Stored data

Issue #373, opened 2022-06-30
Command Pool Reset


Erfan-Ahmadi:
- [x] Add Atomic Reset Counter to Command Pool + cached counter in CommandBuffer
- [x] CommandBuffer::CheckForCommandPoolReset function

Command buffer Pool's atomic counter and if it was higher than it's cached value, it will change state to the "initial state"

Sane people don't reset command pool while recording command buffer so no need to CheckForCommandPoolReset in every function for now, but add later

Command Buffer

```c
public:
bool reset(flag)
{
  if (!canReset etc)
    return false;
  if(flag.hasValue(RELEASE_RESOURCES_BIT))
    releaseResourcesBackToPool(m_pool);
  resetCommon();
  return true;
}

protected:

uint32_t cachedPoolResetStamp = 0u;
inline bool checkForCommandPoolReset()
{
  if (m_pool->getResetCounter()<=cachedPoolResetStamp)
    return false;

  // no need to releaseResourcesBackToPool(m_pool); because pool already has claimed it's resources
  resetCommon();
  return true;
}
inline virtual void resetCommon()
{
  cachedPoolResetStamp = m_pool->getResetCounter();
}
```

devshgraphicsprogramming:
still not implemented https://github.com/Devsh-Graphics-Programming/Nabla/pull/345/files#r1040787374

devshgraphicsprogramming:
done

PR #408, opened 2022-08-04
Command pool

deprilula28:
## Description
Adds a command pool reset function (#373), i.e. ECF_RESET_COMMAND_BUFFER_BIT is not set when creating the command pool.

Implemented by using a reset counter that increases on each reset, then when `checkForCommandPoolReset` is called on command buffer (currently done within `begin`), that counter is checked against the counter of the command buffer, which will cause an "internal reset" if it is higher.

"Internal reset" consists of releasing references captured in VK & GL, and clearing commands on GL.

## Testing 
Tested using a ECF_NONE command pool for leaking references & commands on GL & VK.
- [ ] Test reset command buffer just after resetting the parent command pool (and do vice versa)
## TODO list:

- [ ] Reviews


include/nbl/video/IGPUCommandPool.h
```diff
@@ -31,11 +35,21 @@ class NBL_API IGPUCommandPool : public core::IReferenceCounted, public IBackendO
         // Vulkan: const VkCommandPool*
         virtual const void* getNativeHandle() const = 0;
 
+        virtual void reset()
+        {
+            assert(!getCreationFlags().hasFlags(ECF_RESET_COMMAND_BUFFER_BIT));
```
Erfan-Ahmadi, line 40: You can have `ECF_RESET_COMMAND_BUFFER_BIT` and reset command pool at the same time.
unless it's an internal reference holding reason I'm not aware of.
We should be able to both reset command buffers indvidually(if `ECF_RESET_COMMAND_BUFFER_BIT`) or reset the whole command pool.

include/nbl/video/IGPUCommandPool.h
```diff
@@ -31,11 +35,21 @@ class NBL_API IGPUCommandPool : public core::IReferenceCounted, public IBackendO
...
+        }
+
     protected:
         virtual ~IGPUCommandPool() = default;
 
         core::bitflag<E_CREATE_FLAGS> m_flags;
         uint32_t m_familyIx;
+        std::atomic_uint32_t m_resetCount;
+
+        virtual uint32_t getResetCounter() { return m_resetCount.load(); }
```
Erfan-Ahmadi, line 52: call `m_resetCount.load()` as late as possible when you need it. although this may be inlined and called when needed but let's be logical and return `std::atomic_uint32_t`
Also as I mentioned in the discord thread we could have even had normal uint instead of atomic. but since we decided to have atomics, we should return the counter as atomic and let user decide when to `.load` it

include/nbl/video/IGPUCommandBuffer.h
```diff
@@ -227,6 +227,25 @@ class NBL_API IGPUCommandBuffer :
             for (uint32_t i = _first + 1u; i < IGPUPipelineLayout::DESCRIPTOR_SET_COUNT; ++i)
                 _destPplnLayouts[i] = nullptr;
     }
+
+    uint32_t m_resetCount = 0;
```
Erfan-Ahmadi, line 231: `m_resetCounter`

src/nbl/video/COpenGLCommandPool.h
```diff
@@ -39,7 +39,13 @@ class COpenGLCommandPool final : public IGPUCommandPool
             std::unique_lock<std::mutex> lk(mutex);
             mempool.free_n<T>(const_cast<T*>(ptr), n);
         }
-        
+
+        void reset() override
+        {
+            // TODO reset some memory here?
```
Erfan-Ahmadi, line 45: It should act as if all the command buffer allocated from this pool were reset with `E_RESET_FLAGS::ERF_RELEASE_RESOURCES_BIT`

src/nbl/video/CVulkanCommandPool.cpp
```diff
@@ -12,6 +12,15 @@ CVulkanCommandPool::~CVulkanCommandPool()
     vk->vk.vkDestroyCommandPool(vulkanDevice->getInternalObject(), m_vkCommandPool, nullptr);
 }
 
+void CVulkanCommandPool::reset()
+{
+	const CVulkanLogicalDevice* vulkanDevice = static_cast<const CVulkanLogicalDevice*>(getOriginDevice());
+	auto* vk = vulkanDevice->getFunctionTable();
+	// TODO work out: always use release resources flag?
+	vk->vk.vkResetCommandPool(vulkanDevice->getInternalObject(), m_vkCommandPool, VK_COMMAND_POOL_RESET_RELEASE_RESOURCES_BIT);
```
Erfan-Ahmadi, line 20: Ok @deprilula28 I see that you got some enums a bit mixed up here. Let me explani why you don't want the `VK_COMMAND_POOL_RESET_RELEASE_RESOURCES_BIT` here.
1. CommandPool allocates from system memory
2. CommandBuffer allocates from command pool

So reseting the command pool with that flag recycles all of the resources from the command pool back to the system.
But reseting the command buffer with `VK_COMMAND_BUFFER_RESET_RELEASE_RESOURCES_BIT` specifies that most or all memory resources currently owned by the command buffer should be returned to the parent command pool. 

By this definitions reseting a command pool with no additional flags is like reseting every one of the command buffers with `VK_COMMAND_BUFFER_RESET_RELEASE_RESOURCES_BIT`, and that's what we want in the reset command pool. so that each of the  command buffer return their resources back to parent pool

Notice `VK_COMMAND_BUFFER_RESET_RELEASE_RESOURCES_BIT` is different from `VK_COMMAND_POOL_RESET_RELEASE_RESOURCES_BIT`

src/nbl/video/CVulkanCommandBuffer.h
```diff
@@ -39,8 +39,25 @@ class CVulkanCommandBuffer : public IGPUCommandBuffer
...
+    bool begin(core::bitflag<E_USAGE> recordingFlags, const SInheritanceInfo* inheritanceInfo = nullptr) override
+    {
+        // Resources are freed when the command buffer is reset, so:
+        // - When ECF_RESET_COMMAND_BUFFER_BIT is set on the command pool and we are resetting the command buffer
+        //     - Command buffer is reset when calling begin or reset (handled elsewhere)
+        // - When ECF_RESET_COMMAND_BUFFER_BIT is NOT set on the command pool, and the pool has been reset
+        if (m_cmdpool->getCreationFlags().hasFlags(video::IGPUCommandPool::ECF_RESET_COMMAND_BUFFER_BIT))
+        {
+            // "reset" the command buffer by removing existing resources
+            if (m_state != ES_PENDING) freeSpaceInCmdPool();
```
Erfan-Ahmadi, line 57: use `canReset` functions instead of these two if conditions it's exactly equivalent and makes sense

include/nbl/video/IGPUCommandBuffer.h
```diff
@@ -227,6 +227,25 @@ class NBL_API IGPUCommandBuffer :
...
+
+    virtual void resetCommon()
```
Erfan-Ahmadi, line 233: make this function non virtual
have another virtual function called `void releaseResourcesToPool`

src/nbl/video/COpenGLCommandBuffer.h
```diff
@@ -542,14 +542,28 @@ class COpenGLCommandBuffer final : public IGPUCommandBuffer
 
     COpenGLCommandBuffer(core::smart_refctd_ptr<const ILogicalDevice>&& dev, E_LEVEL lvl, core::smart_refctd_ptr<IGPUCommandPool>&& _cmdpool, system::logger_opt_smart_ptr&& logger, const COpenGLFeatureMap* _features);
 
+    void resetCommon() override
+    {
+        freeSpaceInCmdPool();
+        m_commands.clear();
```
Erfan-Ahmadi, line 548: these will be in `releaseResourcesToPool`

src/nbl/video/CVulkanCommandBuffer.h
```diff
@@ -39,8 +39,25 @@ class CVulkanCommandBuffer : public IGPUCommandBuffer
         freeSpaceInCmdPool();
     }
 
-    bool begin(core::bitflag<E_USAGE> recordingFlags, const SInheritanceInfo* inheritanceInfo=nullptr) override
+    void resetCommon() override
     {
+        freeSpaceInCmdPool();
```
Erfan-Ahmadi, line 44: this will be in `releaseResourcesToPool`

src/nbl/video/COpenGLCommandBuffer.h
Erfan-Ahmadi, line 548: this thing you're doing here is called `releaseResourcesBackToPool` and we don't need it in `resetCommon` and in fact we don't need resetCommon to be virtual.
because the pool has reclaimed all the resources already
See discussion: https://discord.com/channels/593902898015109131/888722959982813204/984443328680579082

src/nbl/video/COpenGLCommandBuffer.h
```diff
@@ -542,14 +542,28 @@ class COpenGLCommandBuffer final : public IGPUCommandBuffer
...
+        IGPUCommandBuffer::resetCommon();
+    }
+
     inline bool begin(core::bitflag<E_USAGE> _flags) override final
     {
-        reset(E_RESET_FLAGS::ERF_RELEASE_RESOURCES_BIT);
+        if (m_cmdpool->getCreationFlags().hasFlags(video::IGPUCommandPool::ECF_RESET_COMMAND_BUFFER_BIT))
```
Erfan-Ahmadi, line 554: change condition to `canReset`

src/nbl/video/COpenGLCommandBuffer.h
```diff
@@ -542,14 +542,28 @@ class COpenGLCommandBuffer final : public IGPUCommandBuffer
...
+            reset(E_RESET_FLAGS::ERF_RELEASE_RESOURCES_BIT);
+        else checkForCommandPoolReset();
+
         return IGPUCommandBuffer::begin(_flags);
     }
     
     inline bool begin(core::bitflag<E_USAGE> _flags, const SInheritanceInfo* inheritanceInfo = nullptr) override final
     {
+        if (m_cmdpool->getCreationFlags().hasFlags(video::IGPUCommandPool::ECF_RESET_COMMAND_BUFFER_BIT))
```
Erfan-Ahmadi, line 563: change condition to `canReset`

src/nbl/video/COpenGLCommandBuffer.h
Erfan-Ahmadi: Update: https://github.com/Devsh-Graphics-Programming/Nabla/pull/408/files#r938465420

src/nbl/video/COpenGLCommandPool.h
devshgraphicsprogramming: the reasoning is that whenever `checkForCommandPoolReset` returns true, it means all the data storage for the command "tapes" is already gone, so you'd need to do
```cpp
inline void IGPUCommandPool::reset()
{
   m_state = INITIAL;
   // all memory that backs references already gone and destructed
   if (checkForCommandPoolReset())
      return;

   // invalid usage
   if (!canReset())
   {
      NBL_DEBUG_BREAK(false);
      m_state = INVALID;
   }

   // TODO: iterate over the tapes and free their allocations
   reset_impl();
}
```

include/nbl/core/containers/CMemoryPool.h
```diff
@@ -80,6 +80,12 @@ class NBL_API CMemoryPool : public Uncopyable
         return free_n<T>(ptr, 1u);
     }
 
+    // TODO are we gonna keep this?
+    void reset()
+    {
+        m_alctr.reset();
+    }
+
```
devshgraphicsprogramming, line 88: yes but check/test `SimpleBlockBasedAllocator::reset` actually works

include/nbl/video/IGPUCommandBuffer.h
```diff
@@ -97,7 +97,7 @@ class NBL_API IGPUCommandBuffer :
             assert(false);
             return false;
         }
-        return base_t::reset(_flags);
+        return resetCommon();
```
devshgraphicsprogramming, line 100: check for commandpool reset first, then check valid usage, see my other comment

also call it `reset_impl` not `resetCommon`

include/nbl/video/IGPUCommandBuffer.h
devshgraphicsprogramming: I'd call it `m_resetCheckedStamp` to make it clear we're not counting resets on the commandbuffer but on the pool to which we're linked

include/nbl/video/IGPUCommandBuffer.h
```diff
@@ -227,6 +227,24 @@ class NBL_API IGPUCommandBuffer :
             for (uint32_t i = _first + 1u; i < IGPUPipelineLayout::DESCRIPTOR_SET_COUNT; ++i)
                 _destPplnLayouts[i] = nullptr;
     }
+
+    uint32_t m_resetCount = 0;
+
+    virtual bool resetCommon()
+    {
+        m_resetCount = m_cmdpool->getResetCounter().load();
```
devshgraphicsprogramming, line 235: no, you want to set the last-checked-stamp upon a `begin`, not before (you're only interested in transitions _into_ INITIAL or INVALID caused by pool reset)

devshgraphicsprogramming: If I have 4 cmdbuffers A,B,C,D and only set the stamp when I reset them manually, then I get a lot of false positives when calling `checkForCommandPoolReset`

include/nbl/video/IGPUCommandBuffer.h
devshgraphicsprogramming: furthermore, if the commandbuffer is not indiviually resettable it should go into INVALID instead of INITIAL (see my other comment)

include/nbl/video/IGPUCommandBuffer.h
```diff
@@ -227,6 +227,24 @@ class NBL_API IGPUCommandBuffer :
...
+    }
+
+    // This should be called on every command buffer method
+    // Only doing it in begin for now, we expect that the command pool won't be reset midway through recording a command buffer
+    inline bool checkForCommandPoolReset()
+    {
+        if (m_cmdpool->getResetCounter().load() <= m_resetCount)
+            return false;
+
+        return resetCommon();
```
devshgraphicsprogramming, line 246: `check` shouldn't call the reset_impl (or reset-common) since the only thing it needs to do is just transition the state into INITIAL

P.S. on another note it was a mistake to have a non-pure virtual `reset` in `ICommandBuffer`, unecessary complexity and stuff.

include/nbl/video/IGPUCommandPool.h
```diff
@@ -22,7 +26,7 @@ class NBL_API IGPUCommandPool : public core::IReferenceCounted, public IBackendO
             ECF_PROTECTED_BIT = 0x04
         };
 
-        IGPUCommandPool(core::smart_refctd_ptr<const ILogicalDevice>&& dev, core::bitflag<E_CREATE_FLAGS> _flags, uint32_t _familyIx) : IBackendObject(std::move(dev)), m_flags(_flags), m_familyIx(_familyIx) {}
+        IGPUCommandPool(core::smart_refctd_ptr<const ILogicalDevice>&& dev, core::bitflag<E_CREATE_FLAGS> _flags, uint32_t _familyIx) : IBackendObject(std::move(dev)), m_flags(_flags), m_familyIx(_familyIx), m_resetCount(0) {}
```
devshgraphicsprogramming, line 29: initialize `m_resetCount` with the current value of the pool's reset counter

include/nbl/video/IGPUCommandPool.h
```diff
@@ -31,11 +35,20 @@ class NBL_API IGPUCommandPool : public core::IReferenceCounted, public IBackendO
...
+        }
+
     protected:
         virtual ~IGPUCommandPool() = default;
 
         core::bitflag<E_CREATE_FLAGS> m_flags;
         uint32_t m_familyIx;
+        std::atomic_uint32_t m_resetCount;
+
+        std::atomic_uint32_t& getResetCounter() { return m_resetCount; }
```
devshgraphicsprogramming, line 51: you can make it public, so you don't need the friendship and forward declaration of `IGPUCommandBuffer`

Also its better to not return a reference and just "do the load"
```cpp
inline uint32_t getResetCount() const {return m_resetCount.load();}
```

src/nbl/video/COpenGLCommandBuffer.cpp
```diff
@@ -115,8 +115,7 @@ COpenGLCommandBuffer::~COpenGLCommandBuffer()
         if (!IGPUCommandBuffer::canReset())
             return false;
```
devshgraphicsprogramming, line 116: if we rewrite to a `reset_impl` then all these checks can be common to all backends.

src/nbl/video/COpenGLCommandBuffer.cpp
```diff
@@ -115,8 +115,7 @@ COpenGLCommandBuffer::~COpenGLCommandBuffer()
...
 
-        freeSpaceInCmdPool();
-        m_commands.clear();
+        releaseResourcesBackToPool();
         return IGPUCommandBuffer::reset(_flags);
```
devshgraphicsprogramming, line 119: if we rewrite to a `reset_impl` then the state transition can be common to all backends

src/nbl/video/COpenGLCommandBuffer.h
```diff
@@ -542,14 +542,40 @@ class COpenGLCommandBuffer final : public IGPUCommandBuffer
...
+
     inline bool begin(core::bitflag<E_USAGE> _flags) override final
     {
-        reset(E_RESET_FLAGS::ERF_RELEASE_RESOURCES_BIT);
+        checkForCommandPoolReset();
+        // skip reset if command pool was reset above and state is initial
+        if (canReset() && m_state != ES_INITIAL)
+            reset(E_RESET_FLAGS::ERF_RELEASE_RESOURCES_BIT);
+
         return IGPUCommandBuffer::begin(_flags);
```
devshgraphicsprogramming, line 568: hoist this stuff to `IGPUCommandBuffer::begin` and just leave an empty `virtual void begin_impl` for vulkan to override

src/nbl/video/COpenGLCommandBuffer.h
```diff
@@ -542,14 +542,40 @@ class COpenGLCommandBuffer final : public IGPUCommandBuffer
...
     inline bool begin(core::bitflag<E_USAGE> _flags, const SInheritanceInfo* inheritanceInfo = nullptr) override final
     {
+        checkForCommandPoolReset();
+        // skip reset if command pool was reset above and state is initial
+        if (canReset() && m_state != ES_INITIAL)
+            reset(E_RESET_FLAGS::ERF_RELEASE_RESOURCES_BIT);
+
+
         return IGPUCommandBuffer::begin(_flags, inheritanceInfo);
     }
```
devshgraphicsprogramming, line 580: same as https://github.com/Devsh-Graphics-Programming/Nabla/pull/408/files#r940648517

src/nbl/video/COpenGLCommandBuffer.h
devshgraphicsprogramming: you always want to do `m_commands.clear()` 

BUT **do not do** a `freeSpaceInCmdPool` if the entire pool has been reset

src/nbl/video/COpenGLCommandBuffer.h
```diff
@@ -542,14 +542,40 @@ class COpenGLCommandBuffer final : public IGPUCommandBuffer
...
+
+    bool resetCommon() override
+    {
+        // TODO resources for all command buffers already got freed from the command pool,
+        // this function should just make sure the command buffer stops pointing to memory that has
+        // been freed from the pool
+        // (this currently causes a crash due to double free)
+        releaseResourcesBackToPool();
+        return IGPUCommandBuffer::resetCommon();
+    }
```
devshgraphicsprogramming, line 559: you're crashing because you shouldn't free resources of the pool if the pool has been reset

src/nbl/video/COpenGLCommandPool.h
```diff
@@ -39,7 +39,16 @@ class COpenGLCommandPool final : public IGPUCommandPool
             std::unique_lock<std::mutex> lk(mutex);
             mempool.free_n<T>(const_cast<T*>(ptr), n);
         }
-        
+
+        void reset() override
+        {
+            // Free everything in the memory pool from all command buffers
+            // TODO figure out if this is the best way to do it
+            mempool.reset();
```
devshgraphicsprogramming, line 47: Its probably best, just check it works :)

devshgraphicsprogramming:
A couple of issues.

# Fix my sphagetti code

The pattern of having to remember to call `IGPUCommandPool::something` from the override of `something` in the base class, is incredibly dumb, I apologize.

We should stick to 
```cpp
inline bool something()
{
   stuff;
   
   something_impl();
   
   return more stuff;
}

protected:
virtual void something_impl() = 0;
```

## Turn all methods of `ICommandBuffer` into pure virtuals

Push the logic into `IGPUCommandBuffer`, our future CPU commandbuffer will be much more lax.

# Hoist all State Transition and flag checking logic to IGPUCommandBuffer

Have the `_impl` just be void functions.

# Hoist `releaseResourcesBackToPool` to `IGPUCommandBuffer` and make it a protected inline + a `releaseResourcesBackToPool_impl`

ALWAYS make it drop reference count stuff (do through the destructors of the tape entries) regardless of the value of `releaseResources`

Have `releaseResources` only control whether to free the memory for the entries and whether to call `vkResetCommandBuffer` with the flag or not.

## Do not call `releaseReourcesBackToPool` if commandpool has been reset already

This will cause a double free, the entries pushed into tapes are already gone (also the head/tail pointers to tape slabs/blocks).

### But do `m_commands.clear()` the OpenGL Commandbuffer

@achalpandeyy will remove `m_commands` soon anyway, it will be replaced by tail/head pointers to a tape allocated from the command pool's memory pool so these will need to be nullified in the future instead.

## Check for commandpool reset BEFORE EVERY method!

Directly related to the preceeding issue.

# Set the Last-Reset-Stamp in the `begin()` not during the `resetCommon`

What is `resetCommon` now I'd want to fold into `releaseResources`, the setting of the stamp should be upon a begin, not upon a reset.

The stamp lets you "catch" pool-resets which have occured since the last time you set the stamp, you only care about new pool resets _since the last time you begun the commandbuffer.

src/nbl/video/COpenGLCommandPool.h
devshgraphicsprogramming: ok, it wont work, you need to be able to iterate every single struct in the `mempool` and run its destructor

src/nbl/video/CVulkanCommandPool.cpp
```diff
@@ -12,6 +12,18 @@ CVulkanCommandPool::~CVulkanCommandPool()
     vk->vk.vkDestroyCommandPool(vulkanDevice->getInternalObject(), m_vkCommandPool, nullptr);
 }
 
+void CVulkanCommandPool::reset()
+{
+	// Free everything in the memory pool from all command buffers
+	// TODO figure out if this is the best way to do it
```
devshgraphicsprogramming, line 18: not only do we need to free the mempool, we need to run the destructors of all objects on the tape :(

Related to https://github.com/Devsh-Graphics-Programming/Nabla/pull/408#discussion_r940693463

src/nbl/video/CVulkanCommandPool.cpp
```diff
@@ -12,6 +12,18 @@ CVulkanCommandPool::~CVulkanCommandPool()
...
+	mempool.reset();
+
+	const CVulkanLogicalDevice* vulkanDevice = static_cast<const CVulkanLogicalDevice*>(getOriginDevice());
+	auto* vk = vulkanDevice->getFunctionTable();
+	vk->vk.vkResetCommandPool(vulkanDevice->getInternalObject(), m_vkCommandPool, 0);
+	IGPUCommandPool::reset();
```
devshgraphicsprogramming, line 24: you want to increment the counter at the start

src/nbl/video/CVulkanCommandPool.cpp
devshgraphicsprogramming: also `mempool`, etc. should move to the base probably

src/nbl/video/COpenGLCommandPool.h
achalpandeyy: This is a good point. I remember asking myself "what is wrong here" but couldn't figure out even though I did something [similar to this](https://github.com/Devsh-Graphics-Programming/Nabla/blob/b80d42cc34bc9753fa5b52503843de474fb05e61/include/nbl/video/IGPUCommandBuffer.h#L301) before myself.

include/nbl/video/IGPUCommandBuffer.h
achalpandeyy: As things are now, I think `m_resetCount = m_cmdpool->getResetCounter()` should only ever happen in `IGPUCommandBuffer::begin` and perhaps in `IGPUCommandBuffer::reset`?
If we do it in `checkForCommandPoolReset` (according to #373) it will end up getting done in every command buffer method since every command buffer method should call `checkForCommandPoolReset` and if that happens, something like the following could create problems:

```C++
cmdbuf->begin();
cmdpool->reset();
cmdbuf->beginRenderPass(); // detects command pool reset and fails, BUT updates the command buffer last-checked-stamp
cmdbuf->draw(); // doesn't detect command pool reset and tries to do work, and crashes
..
```

We could also solve this by doing state validation in the command buffer methods, something like:
```C++
if (m_state != ES_RECORDING)
    return false;
```

src/nbl/video/COpenGLCommandPool.h
achalpandeyy: Note: This is most likely `IGPUCommandBuffer::reset`.

achalpandeyy: I also want to point out that transitioning the state of a non-resettable command buffer to `INVALID` because it fails the `reset` call, is not consistent with the Vulkan spec.

include/nbl/video/IGPUCommandBuffer.h
achalpandeyy: Resolved.

src/nbl/video/COpenGLCommandPool.h
achalpandeyy: Resolved.

src/nbl/video/COpenGLCommandBuffer.h
achalpandeyy: Resolved.

include/nbl/core/containers/CMemoryPool.h
achalpandeyy: Is this still relevant?

include/nbl/video/IGPUCommandBuffer.h
achalpandeyy: Resolved.

include/nbl/video/IGPUCommandBuffer.h
achalpandeyy: I think I did what you asked for here, but it would be nice if you still answer the question above.

include/nbl/video/IGPUCommandBuffer.h
achalpandeyy: Resolved.

include/nbl/video/IGPUCommandPool.h
achalpandeyy: Resolved.

src/nbl/video/COpenGLCommandBuffer.cpp
achalpandeyy: Resolved.

src/nbl/video/COpenGLCommandBuffer.cpp
achalpandeyy: Resolved.

src/nbl/video/COpenGLCommandBuffer.h
achalpandeyy: Resolved.

src/nbl/video/COpenGLCommandBuffer.h
achalpandeyy: Resolved.

src/nbl/video/COpenGLCommandBuffer.h
achalpandeyy: Resolved.

src/nbl/video/CVulkanCommandPool.cpp
achalpandeyy: Resolved.

include/nbl/video/IGPUCommandBuffer.h
devshgraphicsprogramming: ok so we definitely need to set the timestamp in begin()
you shouldn't update the timestamp after a "successful" checkForParentPoolReset, to make sure it always returns true if there was a reset since last begin()

> We could also solve this by doing state validation in the command buffer methods, something like:

great idea, we could roll it into a single function

```cpp
bool checkStateBeforeRecording()
{
    if (m_state != ES_RECORDING)
    {
        m_logger.log("Failed to record into command buffer: not in RECORDING state.", system::ILogger::ELL_ERROR);
        return false;
    }
    if (checkForParentPoolReset())
    {
        m_logger.log("Failed to record into command buffer: pool was reset since the recording begin() call.", system::ILogger::ELL_ERROR);
        return false;
    }
    return true;
}
```

and use that as the prelude to any IGPUCommandBuffer method (including `end()`)

include/nbl/core/containers/CMemoryPool.h
devshgraphicsprogramming: well you still need to check the `CMemoryPool` reset works, but obviously it wont call the dtors of anything you allocated over it.

include/nbl/video/IGPUCommandBuffer.h
achalpandeyy: Resolved.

■ What you should do:
Go through the entries above and count the lines containing the word "sure"; give only that count.

■ Final answer:
2